Network user login - can't create new user, probably related to home folder


I have a persistent problem with our Network Accounts at work. I took over here after the server was set up, so didn't build it from the ground up.

The problem I have is that when I add a new network user, I can add them to a group, 'set' their home folder, enable login, do everything you would expect. They appear in the list of network users absolutely fine.

However, every time they try to login, the box simply 'shakes' as though the password is incorrect. If I login to the server as them, that works fine, it's just on a network machine that it doesn't work.

Previous research into this has suggested that it may have been a problem with the home folder creation - however I've checked both the ACL and Posix permissions, and they appear the same as for other users.

Any advice on how to go about resolving this would be gratefully received - we have a new staff member who is limited on the work they can do while I resolve it!

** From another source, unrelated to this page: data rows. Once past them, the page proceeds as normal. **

Issue #622, opened 2016-06-13
ncurses fails to build on RedHatEnterpriseServer 6.7 


nickjhathaway:
Following instructions here,  
https://github.com/Linuxbrew/linuxbrew/wiki/Standalone-Installation,  
I'm trying to install a standalone installation of linuxbrew on a RedHatEnterpriseServer 6.7 cluster. I'm running into an issue with homebrew/dupes/ncurses and the gist of the issue is here,  
https://gist.github.com/anonymous/3d5a6fa1fcb71d7d55f0afbabcc7b6b3#file-02-make-L2-L1440  
I wish i could be more specific but I'm having trouble figuring out what the error even is. What I'm running into is, 

```
...
...
/home/nh79w/.linuxbrew/bin/ginstall -c -m 644 ../lib/libncursesw_g.a /home/nh79w/.linuxbrew/Cellar/ncurses/6.0_1/lib/libncursesw_g.a
/home/nh79w/.linuxbrew/bin/ginstall: cannot stat '../lib/libncursesw_g.a': No such file or directory
...
...
```

And I'm not sure why that file isn't there for ginstall but it's the first error message i can find in the logs

I've ran brew update twice and haven't been able to find a similar issue already open.

DomT4:
CC @sjackman.

sjackman:
If you can install in `/home/linuxbrew/.linuxbrew` you can make use of precompiled binary bottles as a workaround.

Install errors like that are sometimes a race condition. Try:
```sh
HOMEBREW_MAKE_JOBS=1 brew install homebrew/dupes/ncurses
```

nickjhathaway:
Excellent! 
```
HOMEBREW_MAKE_JOBS=1 brew install homebrew/dupes/ncurses
```
Worked and ncurses was able to install properly, thanks for the help!

sjackman:
@DomT4 This should fix it:
```ruby
system "make"
ENV.deparallelize
system "make", "install"
```
With 32–256 threads I've noticed a number of race conditions that don't show up on desktop machines.

DomT4:
@sjackman Mind filing a PR? Possibly worth nudging upstream as well. Things _should_ build in parallel, in an ideal world.

sjackman:
Opened a PR at #630.

PR #630, opened 2016-07-02
ncurses: Deparallelize make install

sjackman:
Use https for brew audit.

Fixes Homebrew/homebrew-dupes#622.


dunn:
Would opening an issue upstream be likely to get this fixed?

sjackman:
I've reported the bug upstream now. I guess we'll see.

sjackman:
Here's the bug reported upstream: http://lists.gnu.org/archive/html/bug-ncurses/2016-07/msg00001.html

sjackman:
Thomas E. Dickey wrote …

> hmm - the logs at 
> 
> https://gist.github.com/anonymous/3d5a6fa1fcb71d7d55f0afbabcc7b6b3#file-02-make-L2-L1440 
> 
> give the needed information. But my attempt to reproduce this with -j4 
> hasn't succeeded (I don't have hardware that could do -j20).

ThomasDickey:
There've been occasional problems with make -j{something}, which we've worked around by adding a dependency.  I investigated this one today, but didn't have any luck reproducing it.  I tried on Debian (no problem seen) and with a CentOS 6.7 (which it seems performs less well, but still "works").  Hints and patches are welcome.

sjackman:
@dunn This PR only deparallelizes `make install`. `make all` is still parallel. Merge?

dunn:
Go for it.

sjackman:
I don't have commit rights to dupes.

dunn:
Woops.  Merged as b1596c272e543ec68122b8b3c3219b4841e27930.

sjackman:
Thanks, Alex.

sjackman:
Egmont Koblinger wrote …
> Hi guys,
> 
> My 2 cents, not related to ncurses in particular:
> 
> 10+ years ago I used to work for a small Linux distribution. We built our build system from scratch. Each package was separately built in designated chroot (usually ./configure; make; make install – or whatever was required for that package), these kinds of builds were parallelized across multiple computers. It worked like a charm. We had a very few special cases (maybe 2-3 packages out of 1000) where the build was undeterministic for various weird reasons that we tracked down individually (the one I remember was that the 1 second precision of files' timestamps wasn't fine-grained enough, we needed to insert a "sleep 1.1" somewhere to make absolutely sure the timestamp increased).
> 
> At one point a colleague of mine insisted on trying "make -j2" (or -j4, can't recall – whatever) builds by default to speed them up. I firmly opposed, but we gave it a try. Out of the ~1000 packages we had we saw a failure after like perhaps the 10th package that we tried to build. That was the moment we reverted this change for good.
> 
> What's behind the story?
> 
> "make" (without -j) is deterministic and hence reproducible. Apart from a very few really tricky cases, if it works on the author's computer then it'll work on yours.
> 
> "make -j..." is undeterministic and hence unreproducible. Even for small projects the order of builds can vary in hundreds or thousands of ways. Noone is ever able to test them all. If it builds successfully on the author's machine many times, there's still absolutely no guarantee that it'll always build on yours. (Especially since the author probably doesn't use parallelization).
> 
> Getting Makefiles (or any other build rules) correct is tricky. There is absolutely no guarantee that these build rules are correct and solid across all kinds of parallelization and timings. And if something's not tested, you should not expect it to work correctly.
> 
> My concluision:
> 
> Feel free to use -j for your own project, provided that as soon as you face a glitch you immediately track it down, or even better, if you have some automated tools to generate the build rules that guarantee to always work.
> 
> Feel free to use -j for someone else's project if you know for sure that they also use it, or perhaps it's there by default in the build rules.
> 
> If you don't have a solid proof that the author uses -j or any other means that guarantee that it works: just forget it!
> 
> I'm not saying there's no such bug in ncurses. You've found it so apparently it's there. But I guess you could similarly find thousands of other projects that are broken similarly and it's just not feasible to get them all fixed (and make sure that they are indeed robustly fixed, no matter how the parallel build happens to go). Just accept that we live in an imperfect world, and stay safe by using serial builds unless you're absolutely certain you're safe to go parallel. Go and grab one more coffee or take a longer walk until the build completes, or use your remaining CPUs/cores to run a totally independent task. The amount you'd win with a successful parallel build is nothing compared to what you'd lose from uncaught/untraceable/unreproducible bugs of a failing parallel one.
> 
> Cheers,
> egmont
>

PR #635, opened 2016-07-20
nano: Depends on libmagic for Linuxbrew

sjackman:
Fix `nano: error while loading shared libraries: libmagic.so.1: cannot open shared object file`


sjackman:
Fix `nano: error while loading shared libraries: libmagic.so.1: cannot open shared object file`

DomT4:
Merged in https://github.com/Homebrew/homebrew-dupes/commit/36b6b7cd76a482319611eeb71e51f3134018a21c. Thanks Shaun!

sjackman:
Thanks for merging, Dominyk!

PR #640, opened 2016-08-04
openssh: add patch for ECDSA via PKCS#11

titanous:
This patch is required to use ECDSA keys over PKCS#11, for example with the Yubikey 4.

I've tested it and it works well, others have been using it with no issues for more than six months.

Upstream issue: https://bugzilla.mindrot.org/show_bug.cgi?id=2474


tdsmith:
Sorry; we don't accept feature patches. One way you could use Homebrew to install this software is to [maintain your own tap](https://github.com/Homebrew/brew/blob/master/share/doc/homebrew/How-to-Create-and-Maintain-a-Tap.md). The linked document has some advice; please let us know if you have any questions and we'll be happy to help you set things up.

PR #653, opened 2016-09-22
krb5 1.14.4

ericmlujan:
Updated krb5 to 1.14.4, which is the current release here at MIT.


apjanke:
Merged. Thank you for your contribution to Homebrew!

PR #248, opened 2019-10-24
Clarify ordering requirements.

### LINKED ISSUE #245: Clarify / fix semantics of Write RPC
* batches should have the serializability property (http://www.bailis.org/blog/linearizability-versus-serializability/)
 * remove sentence about idempotency from spec since it is inaccurate

See minutes from the 10/23/2019 P4 API WG meeting for more details: https://docs.google.com/document/d/1qzeAnKDDOIgBzq3sLS1C1CacunTtrV5x5T5xPXUFRGM/edit#heading=h.fag17iz3x4wo

stefanheule:
Fixes #245.

Note that I also reworded/shortened some of the "advisory" text.  I think I preserved what we wanted to say before, but removed things I don't think we ever intended to say, and removed things that sounded overly prescriptive.  For instance, before we had a sentence:

> In other words, the client must wait until the dependent Write RPC is acknowledged before invoking a Write RPC that depends on it.

I don't think a client *must* do that.  It's certainly _advisable_ if the client wants deterministic (and useful) behavior from the switch, but they are not *required* to do that.  That's an important distinction.

### DIFF
--- a/docs/v1/P4Runtime-Spec.mdk
+++ b/docs/v1/P4Runtime-Spec.mdk
@@ -4383,7 +4383,7 @@ The P4Runtime server may choose to reorder updates in a batch when processing
 them, and/or process updates in parallel.  Updates across multiple concurrent
 `WriteRequest`s can also be processed interleaved and/or in parallel.
 However, **the processing of updates must be strictly serializable**.  That
-is, given a set $S$ of `WriteRequest`s including their responses to those
+is, given a history $S$ of `WriteRequest`s including the responses to those
 requests, there must exist an order $L$ for all updates in $S$, such that:
 
 1. For two updates $u_1$ and $u_2$, if the write request containing $u_1$
--- a/docs/v1/P4Runtime-Spec.mdk
+++ b/docs/v1/P4Runtime-Spec.mdk
@@ -4390,7 +4390,7 @@ must exist an order L for all updates in S, such that:
    before the write request of u2 was sent, then u1 must appear before u2 in L.
 2. Executing all updates in L sequentially must yield the same response for
    every update as in S.
-3. The observable state of the switch after S (e.g., through the `Read` RPC) is
+3. The observable state of the switch after S (&eg;, through the `Read` RPC) is
    identical to the one obtained by sequentially executing L.
 
 The `Write` RPC demarcates the batch boundary, and can be used to ensure
--- a/docs/v1/P4Runtime-Spec.mdk
+++ b/docs/v1/P4Runtime-Spec.mdk
@@ -4383,15 +4383,16 @@ The P4Runtime server may choose to reorder updates in a batch when processing
 them, and/or process updates in parallel.  Updates across multiple concurrent
 `WriteRequest`s can also be processed interleaved and/or in parallel.
 However, **the processing of updates must be strictly serializable**.  That
-is, given a set S of `WriteRequest`s and the responses to those requests, there
-must exist an order L for all updates in S, such that:
+is, given a set $S$ of `WriteRequest`s including their responses to those
+requests, there must exist an order $L$ for all updates in $S$, such that:
 
-1. For two updates u1 and u2, if the write request containing u1 completed
-   before the write request of u2 was sent, then u1 must appear before u2 in L.
-2. Executing all updates in L sequentially must yield the same response for
-   every update as in S.
-3. The observable state of the switch after S (&eg;, through the `Read` RPC) is
-   identical to the one obtained by sequentially executing L.
+1. For two updates $u_1$ and $u_2$, if the write request containing $u_1$
+   completed before the write request of $u_2$ was sent, then $u_1$ must appear
+   before $u_2$ in $L$.
+2. Executing all updates in $L$ sequentially must yield the same response for
+   every update as in $S$.
+3. The observable state of the switch after $S$ (&eg;, through the `Read` RPC)
+   is identical to the one obtained by sequentially executing $L$.
 
 The `Write` RPC demarcates the batch boundary, and can be used to ensure
 ordering between dependent updates. When the `Write` RPC returns, it is required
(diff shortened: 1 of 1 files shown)


jafingerhut:
Instead of saying this: "In other words, the client must wait until the dependent Write RPC is acknowledged before invoking a Write RPC that depends on it."

Would you consider this more accurate? "In other words, if the client wishes to guarantee that Write RPC B does not begin processing on the server until after the last operation of Write RPC A has completed, the client must wait until Write RPC A has been acknowledged before invoking Write RPC B."

That is, it is not required, but as far as I can tell from the rest of the P4runtime specification, it _is_ necessary in order to achieve that stated goal.  No other mechanism seems to be available for a client to guarantee the "if" condition.

stefanheule:
That's right, and I tried to say that with "For this reason, most clients are advised to split dependent
updates across separate, non-overlapping `Write` calls."  but maybe that's not clear enough.  Would

> For this reason, most clients are advised to split dependent updates across separate `Write` calls.  Additionally, each `Write` call has to be sent sequentially, waiting for the previous call to be acknowledged before sending the next one.

be better?  I can also use your sentence, but with the changes I made it no longer has an obvious place it would go.

docs/v1/P4Runtime-Spec.mdk
```diff
@@ -4385,31 +4379,32 @@ P4Runtime supports batching of `Write` operations. The list of updates in a
...
-The P4Runtime server may arbitrarily reorder message within a batch to maximize
-performance, and clients should not depend on a specific processing order (&eg;
-FIFO or inferring implicit dependencies within a batch). In particular, P4
-entities (&eg; table entries) may be inserted in the data plane in an order
-different than what is received in the `WriteRequest`.
+The P4Runtime server may choose to reorder updates in a batch when processing
+them, and/or process updates in parallel.  Updates across multiple concurrent
+`WriteRequest`s can also be processed interleaved and/or in parallel.
+However, **the processing of updates must be strictly serializable**.  That
+is, given a set S of `WriteRequest`s and the responses to those requests, there
```
antoninbas: I think it will look better if you typeset S, L, u1 and u2 between `$` characters

docs/v1/P4Runtime-Spec.mdk
```diff
@@ -4385,31 +4379,32 @@ P4Runtime supports batching of `Write` operations. The list of updates in a
...
+must exist an order L for all updates in S, such that:
+
+1. For two updates u1 and u2, if the write request containing u1 completed
+   before the write request of u2 was sent, then u1 must appear before u2 in L.
+2. Executing all updates in L sequentially must yield the same response for
+   every update as in S.
```
antoninbas: I think "must yield the same response for every update as executing S." is clearer?

docs/v1/P4Runtime-Spec.mdk
```diff
@@ -4385,31 +4379,32 @@ P4Runtime supports batching of `Write` operations. The list of updates in a
...
+3. The observable state of the switch after S (&eg;, through the `Read` RPC) is
```
antoninbas: suggestion: "after *executing* S"

docs/v1/P4Runtime-Spec.mdk

docs/v1/P4Runtime-Spec.mdk
stefanheule: S is meant to be the set of updates + their response, so you don't really need to execute S.  Tried to clarify that when introducing S.

docs/v1/P4Runtime-Spec.mdk
stefanheule: See above.

stefanheule:
> That's right, and I tried to say that with "For this reason, most clients are advised to split dependent
> updates across separate, non-overlapping `Write` calls." but maybe that's not clear enough. Would
> 
> > For this reason, most clients are advised to split dependent updates across separate `Write` calls.  Additionally, each `Write` call has to be sent sequentially, waiting for the previous call to be acknowledged before sending the next one.
> 
> be better? I can also use your sentence, but with the changes I made it no longer has an obvious place it would go.

I added the more explicit version.  Let me know if this is not sufficient.

docs/v1/P4Runtime-Spec.mdk
```diff
@@ -4385,31 +4379,35 @@ P4Runtime supports batching of `Write` operations. The list of updates in a
...
-performance, and clients should not depend on a specific processing order (&eg;
-FIFO or inferring implicit dependencies within a batch). In particular, P4
-entities (&eg; table entries) may be inserted in the data plane in an order
-different than what is received in the `WriteRequest`.
+The P4Runtime server may choose to reorder updates in a batch when processing
+them, and/or process updates in parallel.  Updates across multiple concurrent
+`WriteRequest`s can also be processed interleaved and/or in parallel.
+However, **the processing of updates must be strictly serializable**.  That
+is, given a set $S$ of `WriteRequest`s including their responses to those
+requests, there must exist an order $L$ for all updates in $S$, such that:
```
antoninbas: sorry, I missed that you were including the responses in `S`. However, I don't think that "including their responses to those requests" makes sense. What is "theirs" referring to? Seems that it should be either "including their responses" or "including the responses to those requests".

jafingerhut:
> That's right, and I tried to say that with "For this reason, most clients are advised to split dependent
> updates across separate, non-overlapping `Write` calls." but maybe that's not clear enough. Would
> 
> > For this reason, most clients are advised to split dependent updates across separate `Write` calls.  Additionally, each `Write` call has to be sent sequentially, waiting for the previous call to be acknowledged before sending the next one.
> 
> be better? I can also use your sentence, but with the changes I made it no longer has an obvious place it would go.

Your suggested replacement does seem a little better to me, if you wouldn't mind using it.  I'm not in love with my sentence -- I wrote it primarily to see if we were on the same page there, so all good.

docs/v1/P4Runtime-Spec.mdk
stefanheule: Agreed, fixed.

konne-google:
Thanks Stefan, this makes it much clearer what the semantics are of P4RT! I think we should submit this.

PR #251, opened 2019-11-09
Add Capabilities RPC to P4Runtime service

### LINKED ISSUE #249: Consider adding Capabilities RPC for P4Runtime v1.1.0
Similar to the one in gNMI: https://github.com/openconfig/gnmi/blob/master/proto/gnmi/gnmi.proto#L49

This would enable a P4Runtime client to determine which version is currently supported by the server for a given major version number.

```
service P4Runtime {
  // ...
  rpc Capabilities(CapabilitiesRequest) returns CapabilitiesResponse;
}

message CapabilityRequest { }

message CapabilitiesResponse {
  string semver = 1;
  // potentially other fields in the future
}
```

Moving forward this would enable the client to determine whether some features introduced by minor version releases are actually supported by the server.

In  the future the `Capabilities` RPC could be useful to provide additional information to the client. See https://github.com/p4lang/p4runtime/issues/213.

The earlier this RPC is added (even in a very simple form as proposed above), the better. Otherwise it doesn't provide a reliable mechanism for the client to determine the P4Runtime version supported by the server, since the RPC itself may not be supported by the service (in which case the client would get an `UNIMPLEMENTED` error). This is why I would be in favor of adding this RPC in the upcoming 1.1.0 release.

Thoughts?

antoninbas:
The P4Runtime API WG decided to include this to P4Runtime v1.1. For now,
this RPC will only enable the client to query the version of the
P4Runtime specification implemented by the server.

Fixes #249

### DIFF
--- a/proto/p4/v1/p4runtime.proto
+++ b/proto/p4/v1/p4runtime.proto
@@ -751,6 +751,6 @@ message CapabilitiesRequest {
 
 message CapabilitiesResponse {
   // The full semantic version string (e.g. "1.1.0-rc.1") corresponding to the
-  // version of the P4Runtime specification currently implemented by the server.
-  string p4runtime_version = 1;
+  // version of the P4Runtime API currently implemented by the server.
+  string p4runtime_api_version = 1;
 }
--- a/proto/p4/v1/p4runtime.proto
+++ b/proto/p4/v1/p4runtime.proto
@@ -53,6 +53,9 @@ service P4Runtime {
   rpc StreamChannel(stream StreamMessageRequest)
       returns (stream StreamMessageResponse) {
   }
+
+  rpc Capabilities(CapabilitiesRequest) returns (CapabilitiesResponse) {
+  }
 }
 
 //------------------------------------------------------------------------------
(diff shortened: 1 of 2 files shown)


chrispsommers:
LGTM. How about a reference to https://semver.org/ in the biblio and text?

proto/p4/v1/p4runtime.proto
```diff
@@ -741,3 +744,13 @@ enum SdnPort {
...
 }
+
+//------------------------------------------------------------------------------
+message CapabilitiesRequest {
+}
+
+message CapabilitiesResponse {
+  // The full semantic version string (e.g. "1.1.0-rc.1") corresponding to the
+  // version of the P4Runtime specification currently implemented by the server.
+  string p4runtime_version = 1;
```
stefanheule: This sounds like it's the version of the p4runtime server (which presumably also has a version).  Would p4runtime_language_version or p4runtime_protocol_version be better?

antoninbas: How about `p4runtime_api_version` since it is shorter and matches the terminology used in this webpage that we reference: https://cloud.google.com/apis/design/versioning

antoninbas:
@chrispsommers There is a reference already (line 5177 of the current diff)

proto/p4/v1/p4runtime.proto
stefanheule: That's an even better suggestion than mine, I like it. :)

antoninbas: Done.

I'm not that clever on OSX (recent PC convert!) but learn quickly...
So, some more web digging has led me to do a number of things.

I've tried adding a new user (Test User 1) using, and also tried adding a new user (Test User 2) using the Workgroup Manager. Again, both show up in the Network Users list on the client machines, but I can log in to neither.

I don't know if this is a Kerberos issue, and LDAP issue, an Active Directory issue, or quite what, and I'm also not really sure how to investigate the logs etc to find out.

I've also tried unbinding a client machine from the server, and then rebinding in Login Options, but still no joy.
I'm no further along, but have discovered something else.

If I try and access the file sharing service on the server, using 'connect as', then the new users created don't work - i.e. I can't authenticate as them. This suggests to me a Kerberos issue?